D-Dimer

D-dimer

D-Dimer (DD) ist ein Plasminabbauprodukt von quervernetztem Fibrin. Dieses Fibrinabbauprodukt besteht aus zwei D-Domänen benachbarter Fibrinmonomere, die über die γ-Kette durch Faktor 13a quervernetzt worden sind.

Plasmin spaltet D-E-Bindungen im Fibrin (polymerisiertes D-E-D). Es entstehen komplexe Fragmente. Als Endprodukte beim Abbau von quervernetztem Fibrin entstehen D, E und DD (2 kovalent gebundene D-Domänen). D hat eine Molmasse von ca. 90–100 kDa, E eine von ca. 50 kDa, D-E (genannt Y) eine von ca. 150 kDa.

Ca. 180 kDa.

Thrombin spaltet initial Fibrinopeptid A (FpA) und dann Fibrinopeptid B (FpB) von den Aα- und Bβ-Ketten des Fibrinogens, wodurch neue N-Termini erzeugt und Polymerisationsdomänen exponiert werden. Diese Fibrinmonomere polymerisieren spontan. Thrombin aktiviert ebenso den F13. Der aktivierte F13 (F13a) vernetzt dann γ-Ketten im Fibrinpolymer. Die γ-Ketten-Cross-Links im Fibrin sind resistent gegenüber proteolytischem Abbau durch Plasmin, was zu fibrinspezifischen Abbauprodukten führt, die sich von denen des Fibrinogens unterscheiden.

Erhöhte Konzentrationen an D-Dimer entstehen immer dann, wenn Thromben durch Plasmin aufgelöst werden. Eine erhöhte Konzentration an D-Dimer zeigt somit an, dass Blutgerinnsel durch Thrombin entstanden sind, Fibrin durch F13a quervernetzt wurde und als Folge der erhöhten koagulatorischen Aktivität eine erhöhte fibrinolytische Aktivität mittels Plasmin vorliegt. Daher ist die Messung der DD zum Ausschluss einer Lungenembolie oder einer tiefen Venenthrombose von Bedeutung; allerdings ist DD als Biomarker für die Frühdiagnose einer pathologischen disseminierten intravasalen Gerinnung (PDIC) von untergeordneter Bedeutung, die DD-Konzentration hängt nicht von einem sondern von drei Enzymen ab, von Thrombin, Faktor 13a und Plasmin. Für das PDIC-Staging ist die systemische Thrombinaktivität (alpha2M-F2a) der weit bessere Biomarker.

Citratplasma kann bei Raumtemperatur bis zu ca. 2 h gelagert werden.

1,25 mol/L Arginin-stabilisiertes (pH 8,7) EDTA-Plasma kann für 3 Tage bei Raumtemperatur gelagert oder sogar eingefroren werden.

Citratblut oder EDTA-Blut sollte möglichst rasch abzentrifugiert werden.

Zur Bestimmung der D-Dimer-Antigene werden ELISA oder KIMS („kinetic interaction of microparticles in solution“) eingesetzt. Quantitative Latex-verstärkte Immunoassays (Immunoassay) werden als Schnelldiagnostik zur schnellen Ausschlussdiagnostik bei Verdacht auf thromboembolische Erkrankungen (tiefe Venenthrombose [TVT], Lungenembolie [PE]) eingesetzt. Bei D-Dimer-Werten unterhalb eines Cut-off können TVT oder PE mit der jeweiligen testspezifischen Sensitivität und negativem prädiktiven Wert (NPW) (>95 %) ausgeschlossen werden.

< 0,5 mg/L.

Verdacht auf Gerinnungs-Aktivierung wie z. B. bei Thromboembolie.

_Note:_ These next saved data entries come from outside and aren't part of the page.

PR #1378, opened 2021-09-07
Ensure snapshot libs load lazily.

jnaviask:
Also fixes an eslint "no-shadow" enum issue.


zakhap (approved):
This worked for me and didn't break any of proposal viewing UI.

PR #1380, opened 2021-09-07
Add CompressionPluging to Webpack Build

dillchen:


webpack/webpack.config.prod.js
```diff
@@ -25,6 +27,12 @@ module.exports = merge(common, {
     new webpack.optimize.ModuleConcatenationPlugin(),
     new MiniCssExtractPlugin({
       filename: 'bundle.[chunkhash:8].css'
+    }),
+    new CompressionPlugin(),
+    new BundleAnalyzerPlugin({
```
jnaviask, line 32: Is this safe to leave in a production deploy?

webpack/webpack.config.prod.js
```diff
@@ -25,6 +27,12 @@ module.exports = merge(common, {
     new webpack.optimize.ModuleConcatenationPlugin(),
     new MiniCssExtractPlugin({
       filename: 'bundle.[chunkhash:8].css'
+    }),
+    new CompressionPlugin(),
```
jnaviask, line 31: We should configure this if possible/depending what we want to get out of it.

PR #1385, opened 2021-09-08
Twitter Attestation Flow

RakeshUP:
- [ ] no

[Refers to this Spec](https://www.notion.so/hicommonwealth/Twitter-User-Attestation-312e4321e6ca4bd5aeed13b1d5904dfc)


RakeshUP:
To test this, go to any user profile page and click on "Add public identity". 
Use the URL http://127.0.0.1:8080/ instead of localhost(localhost won't work because of OAuth callback).
After successful OAuth, UI is redirected back to the same profile page with the modal
@zakhap @dillchen

RakeshUP:
The worker at [https://github.com/Uniswap/sybil-verifier-worker/blob/master/handlers/verify.js](https://github.com/Uniswap/sybil-verifier-worker/blob/master/handlers/verify.js) is to verify the twitter link at a later point in time I guess.
It does not check for any new tweets using the Mention Twitter API like the one in this [Sybil interface function](https://github.com/Uniswap/sybil-interface/blob/master/src/components/twitter/TwitterFlow.tsx#L122)

@dillchen 
Right now, the UI works till signing is done and it opens the tweet in a new tab

RakeshUP:
TODO: 
- Create a Twitter Developer app and change the now hardcoded OAuth keys, Bearer Token, and callback URL.
- Handle disconnecting an authorized Twitter account and option to add another account as in this [figma](https://www.figma.com/file/2oZZle3VN3GkLbFR4VgYEQ/Twitter-Attestation?node-id=0%3A1)

RakeshUP:
Loom video of how the flow works: https://www.loom.com/share/da87fdc875e34210bc201bf539d2d715

7racker:
### Feedback
### 1.
Font size for "UNVERIFIED" should be 14px. It looks to be 18px (same as Twitter username)
2021-09-27 20_42_23-Commonwealth
### 2.
the @hicommonwealth user name should be a clickable link. Also it is missing a clickable profile link like

_commonwealth.im/members/Ox881db96 aAC40a507DE991f36A149B4327F03Fece addr0x881db96aAC40a5070E991f36A149 B4327F03Fece_

2021-09-27 20_43_23-Commonwealth
### 3.
Does this look this way because we are still waiting for the tweet to load in?
IF so, then we should actually be showing a loader animation with the message "We found your tweet and are loading it in".
2021-09-27 20_43_47-Commonwealth
### 4.
We don't need to have the label "We found your tweet" here since the tweet is already being displayed. 
2021-09-27 20_44_27-Commonwealth
### 5.
This is just missing the SVG checkmark. 
2021-09-27 20_44_47-Commonwealth

RakeshUP:
I have made the styling changes

One thing that's left out is the clickable profile link in the tweet (eg: https://commonwealth.im/members/Ox881db96 aAC40a507DE991f36A149B4327F03Fece addr0x881db96aAC40a5070E991f36A149 B4327F03Fece) 
The tweet's length exceeds the character limit when this link is added and I had to remove it.
@7racker

Issue #1387, opened 2021-09-08
CreateComment submits wrong author


gdjohnson:
When a user switches between addresses, in posting a comment, the UI displays his new address + profile info, but submits the comment as his pre-switch address.

gdjohnson:
Closed in light of #1389.

PR #1389, opened 2021-09-08
Decouple Address Profiles

gdjohnson:
Alright, this one is slightly tricky. Not code-wise, but functionality-wise.

Per PR #1127, addresses are now coupled, provided they're on the same chain base. This means that, if I update the profile info (avatar, username, bio) on one address, it will then synchronize that info across all other addresses and profiles on the same chain base. This seems to clearly violate the conceptual structure Commonwealth, where one can have multiple different address profiles, with different names/roles, on the same community—let alone, between different communities on the same chain base. So it's a bit unclear to me why this functionality was implemented in the first place.

Where it gets tricky is I'm not 100% sure where the line between wanted and unwanted functionality is, or what potential side effects these changes might have in terms of reverting behavior we want/like in the wake of #1127. So I'd love help in figuring out what & where to QA. I've obviously tested the basic profile adding/editing flow, which all seems OK (barring profile bugs that are out-of-scope—see e.g. PRs #1231 (from James) and #1179 (from Jake). 

Additionally, this branch adds an onmouseover redraw to Quill submit buttons, which ameliorates a latent inappropriate disabling problem + latent inappropriate author problem, thereby closing #1387.


client/scripts/views/pages/view_proposal/create_comment.ts
```diff
@@ -215,37 +215,44 @@ const CreateComment: m.Component<{
             }),
```
gdjohnson, line 215: This file just involves a slight UI layout change so that new comment errors are visually aligned + spaced.

jnaviask:
> it's a bit unclear to me why this functionality was implemented in the first place.

I believe it was an unintended side effect of this change: https://github.com/hicommonwealth/commonwealth/pull/1127

> I'm not 100% sure where the line between wanted and unwanted functionality is

We should write up some user stories for this PR so that we can be 100% confident about features.

client/scripts/views/pages/view_proposal/create_comment.ts
zakhap: 👍

zakhap:
User Stories: 
- [ ] A user should have a separate offchain profile for each address they have linked.
  - [ ] The default profile should be anonymous
  - [ ] When a user updates a profile for a specific address, it only affects the offchain profile associated with that specific address. 
  - [ ] A user should _not_ be able to link a profile to multiple addresses; moreover, changing a profile for one address should not impact any other profile associated to addresses owned by that user. 

Also, thank you @gdjohnson for including some other bug fixes in this branch as well. Those seem to work as expected. Can you confirm the User stories above?

gdjohnson:
> User Stories:
> [...] Can you confirm the User stories above?

Yes, I can confirm that I've done each of the story steps and had the correct outcomes.

PR #1391, opened 2021-09-08
Wednesday Hot Fixes

gdjohnson:
This fix:
- Ensures the cards on the landing page are clickable (previously only their logo images were)
- Ensures the cards on the landing page have a `word-break` CSS property, so that long URL names will wrap
- Ensures the "Powered by Commonwealth" SVG is included in the parent Sidebar, so it sticky-scrolls
- Ensures that the topic popover is scrollable, should a community populate many topics


zakhap (approved):
Looks good

PR #1398, opened 2021-09-10
WIP: Community/ Chain info page

RakeshUP:
## Description
The UI alone is done. Community name, description, image, etc are actual values. The rest of the boxes below that are dummy values as given in the [figma here](https://www.figma.com/file/doI4lhXNGSpXIKnakqLzkI/CW-Facelift-v1?node-id=757%3A8007).

- [ ] no


client/scripts/views/pages/info.ts
```diff
@@ -0,0 +1,127 @@
...
+              ]),
+            ]),
+            m('.voting-details', [
+              m('.title', 'Voting Parameters'),
+              m('.flex.space-between', [
+                m('.font-500', [
+                  m('.mt-20px', 'Proposal Threshold'),
+                  m('.mt-20px', 'Quorom Needed'),
+                  m('.mt-20px', 'Proposal Delay'),
+                  m('.mt-20px', 'Voting Length'),
```
zakhap, line 110: @gdjohnson the use of `.mt-20px` here, we should have our own classes like this in our new Component Library, yeah?

gdjohnson: Well, I think the pattern we've established is that class names are descriptive of the component itself, not the styles called on it, and we should stick with this pattern.

I'm all for modular, reusable CSS but we should accomplish that with mixins and variables, in the SCSS files proper, rather than through a property-based naming system on the frontend.

That's my strong opinion anyway—but open to pushback.

gdjohnson: If all these '.mt-20px' components need e.g. gray text, or a pointer cursor, then we are in trouble, because we end up either (1) assigning properties like "cursor: pointer" to a class named ".mt-20px", which is conceptually confusing and illegible, or (2) we have to just endlessly string on classes for every property, e.g. '.gray-text'. 

Option 2 isn't totally insane as a decision decision if we implemented it codebase-wide, but it feels insane to me to start selectively implementing.

gdjohnson: Ostensibly this pattern got started with Bauhaus and all that code should be altered/fixed so that engineers don't mimic/extend it, but we don't really have the eng bandwidth for that ATM unless we wanna make it a priority

zakhap: "Option 1" isn't really an option, it's called bad practice. "Option 2" is a fairly common practice, but best for rapid prototyping and is difficult to maintain.

I do however think having "mixins" and custom classes is the way to go. For example: 
```
.info-page-menu-item { 
  @include grey-text;
  @include font-size-medium;
  @include font-primary;
  @inclue point-cursor; 
} 
```
The above isn't insane to debug, it's easy to use, and the scope of its application is clear.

Da eine Reihe von pathologischen Situationen wie Entzündungen, Herzinfarkt und Tumoren, aber auch physiologische Situationen wie Schwangerschaft mit einer unterschiedlich erhöhten Konzentration an D-Dimer einhergehen, haben alle DD-Tests eine begrenzte Aussagekraft, was den Aktivierungsgrad der Hämostase betrifft. Im Allgemeinen scheint der D-Dimer-Test bei ambulanten Patienten aussagekräftiger zu sein als bei stationären Patienten.

Die eingesetzten monoklonalen Antikörper erkennen die antigene Determinante (D-Dimer) nicht nur in den kleinmolekularen Endprodukten, sondern auch in den hochmolekularen Fibrinfragmenten.